» **DESCRIPTION OF THE TASK**
Your answer should hold every line of the records below that contains the string "local".
##########
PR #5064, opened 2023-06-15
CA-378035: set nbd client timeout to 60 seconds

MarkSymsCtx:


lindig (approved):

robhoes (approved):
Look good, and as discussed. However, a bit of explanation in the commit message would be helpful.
##########
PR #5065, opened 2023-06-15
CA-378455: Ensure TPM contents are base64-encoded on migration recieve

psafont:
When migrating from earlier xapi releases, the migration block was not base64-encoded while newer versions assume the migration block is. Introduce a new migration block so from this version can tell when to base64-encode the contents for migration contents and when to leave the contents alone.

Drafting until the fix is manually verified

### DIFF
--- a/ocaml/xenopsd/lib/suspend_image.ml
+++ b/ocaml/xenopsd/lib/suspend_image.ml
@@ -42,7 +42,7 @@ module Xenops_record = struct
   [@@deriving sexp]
##########
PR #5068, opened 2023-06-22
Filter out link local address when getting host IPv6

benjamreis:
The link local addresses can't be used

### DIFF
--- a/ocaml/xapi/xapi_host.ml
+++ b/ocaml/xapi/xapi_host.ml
##########
» **RESPONSE FOR THIS EXERCISE**
Filter out link local address when getting host IPv6
The link local addresses can't be used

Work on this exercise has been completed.